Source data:
PR #235, opened 2021-05-10
NOTIF-55 Use Multi when relevant, replace with Uni<List> otherwise

gwenneg:
This is preparation work for #202.

I found something about the response time issue with `quarkus-resteasy-reactive`: the response time can be bad only with APIs that return `Multi`. There's no problem with methods returning `Uni<List>`, which should always be the type we use anyway because we never need to stream data back to the client. I created https://github.com/quarkusio/quarkus/issues/17094 to report the issue with `Multi` to the Quarkus team.

Since we're using `Multi` in many places for wrong reasons, I did some spring cleaning and replaced `Multi` with `Uni<List>`. A few methods could be cleaned further but I chose not to because they will be removed with phase 2 of behavior groups.

Here are some ground rules for future developments:
- The persistence layer (`*Resources` classes) should not return `Multi` unless there's a _very good_ reason to do so (usually, there's not).
- The API layer (`*Service` classes) should not return `Multi` unless we need to stream data back to the client (that's very unlikely in this app).
- We should refrain from using `Multi` to transform items from `Uni<List>`. There are situations when it makes sense but most of the time it doesn't. In particular, side-effects should be implemented with `onItem().invoke()` (synchronous, for code that will not block the I/O thread) or `onItem().call()` (asynchronous, for DB queries for example).

### DIFF
--- a/src/main/java/com/redhat/cloud/notifications/routers/UserConfigService.java
+++ b/src/main/java/com/redhat/cloud/notifications/routers/UserConfigService.java
@@ -6,6 +6,8 @@ import com.redhat.cloud.notifications.auth.rhid.RhIdPrincipal;
 import com.redhat.cloud.notifications.db.ApplicationResources;
 import com.redhat.cloud.notifications.db.BundleResources;
 import com.redhat.cloud.notifications.db.EndpointEmailSubscriptionResources;
+import com.redhat.cloud.notifications.models.Application;
+import com.redhat.cloud.notifications.models.EmailSubscription;
 import com.redhat.cloud.notifications.models.EmailSubscriptionType;
 import com.redhat.cloud.notifications.routers.models.SettingsValueJsonForm;
 import com.redhat.cloud.notifications.routers.models.SettingsValues;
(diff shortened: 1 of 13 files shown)


src/main/java/com/redhat/cloud/notifications/routers/UserConfigService.java
```diff
@@ -147,48 +149,57 @@
...
+            throw new BadRequestException("bundleName must have a value");
+        }
+
+        /*
+         * The following stream creates a `SettingsValues` instance and then populates it by using side-effects.
+         * It is done by invoking to kind of functions:
+         * - database queries are executed in an asynchronous way using `.onItem().call(...)`
+         * - side-effects are executed in a synchronous way using `.onItem().invoke(...)`
+         */
+        return Uni.createFrom().item(() -> new SettingsValues())
```
gwenneg, line 162: This is roughly the same code than before but we're no longer using `Multi` in this method.

gwenneg:
Unlike #202 (see [this](https://github.com/RedHatInsights/notifications-backend/pull/202#issuecomment-836453183)), this PR can be merged as soon as the review is done.

gwenneg:
Rebased and fixed conflicts.

josejulio:
> Rebased and fixed conflicts.

sorry, merged something and there is one conflict  now

josejulio (approved):

gwenneg:
I solved the conflict. Thanks for the review!

PR #238, opened 2021-05-11
NOTIF-193 Support multiple endpoint properties types

gwenneg:
With this PR, we can now persist multiple types of endpoint properties.

⚠️ All `LEFT JOIN FETCH e.webhook` HQL instructions have been replaced with a separate HQL query that will fetch the endpoint properties. This will impact performances: if we retrieved `n` endpoints with a single query before, we may have up to `1+n` queries executed now. Keep in mind that the previous implementation was flawed and not usable for more than one endpoint properties type.

❗ As a consequence, in a separate PR, we should review all APIs that involve an execution of `EndpointResources#loadProperties` and try to avoid that execution whenever possible. There are probably APIs which return the endpoint properties while the UI does not need them.

💡 If the impact on performances it too bad, we could consider using a single table for all endpoint properties types. That table would contain all columns for all endpoint properties types (each record would contain lots of empty columns) and we could restore the `LEFT JOIN FETCH` logic instead of executing a separate query. The data migration from this PR would still be required so let's see how it goes with this version and maybe improve performances later.


src/main/java/com/redhat/cloud/notifications/db/EndpointResources.java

Task item: Copy out every line in the records where the word "asynchronous" is found.

Answer:
- We should refrain from using `Multi` to transform items from `Uni<List>`. There are situations when it makes sense but most of the time it doesn't. In particular, side-effects should be implemented with `onItem().invoke()` (synchronous, for code that will not block the I/O thread) or `onItem().call()` (asynchronous, for DB queries for example).
+         * - database queries are executed in an asynchronous way using `.onItem().call(...)`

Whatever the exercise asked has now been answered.